►
PR #730, opened 2019-11-19
GG-23189: SQL: optimization for OR condition is not applied for prepared statement with params.

AMashenkov:


modules/indexing/src/test/java/org/apache/ignite/internal/processors/cache/index/BasicIndexTest.java
```diff
@@ -715,6 +715,12 @@ public void testInWithEqualsIdxUsage() throws Exception {
 
         assertTrue(checkIdxUsage(res, idxName));
 
+        //Check OR -> IN optimization is applied.
+        res = qryProc.querySqlFields(new SqlFieldsQuery("explain select * from " + TEST_TBL_NAME +
+            " where (LANG = ?1 OR LANG = ?2) and ADDRESS = 5").setArgs(3, 4), true).getAll();
```
ygerzhedovich: Let's check additional case: OR clause for different columns, like a (LANG = ?1 OR NAME=?2) and ADDRESS = 5.

AMashenkov: Mmm.. What do you expect in this case?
◄
Each line of the listing is to be repeated exactly.

● Result of this exercise:
PR #730, opened 2019-11-19
GG-23189: SQL: optimization for OR condition is not applied for prepared statement with params.

AMashenkov:


modules/indexing/src/test/java/org/apache/ignite/internal/processors/cache/index/BasicIndexTest.java
```diff
@@ -715,6 +715,12 @@ public void testInWithEqualsIdxUsage() throws Exception {
 
         assertTrue(checkIdxUsage(res, idxName));
 
+        //Check OR -> IN optimization is applied.
+        res = qryProc.querySqlFields(new SqlFieldsQuery("explain select * from " + TEST_TBL_NAME +
+            " where (LANG = ?1 OR LANG = ?2) and ADDRESS = 5").setArgs(3, 4), true).getAll();
```
ygerzhedovich: Let's check additional case: OR clause for different columns, like a (LANG = ?1 OR NAME=?2) and ADDRESS = 5.

AMashenkov: Mmm.. What do you expect in this case?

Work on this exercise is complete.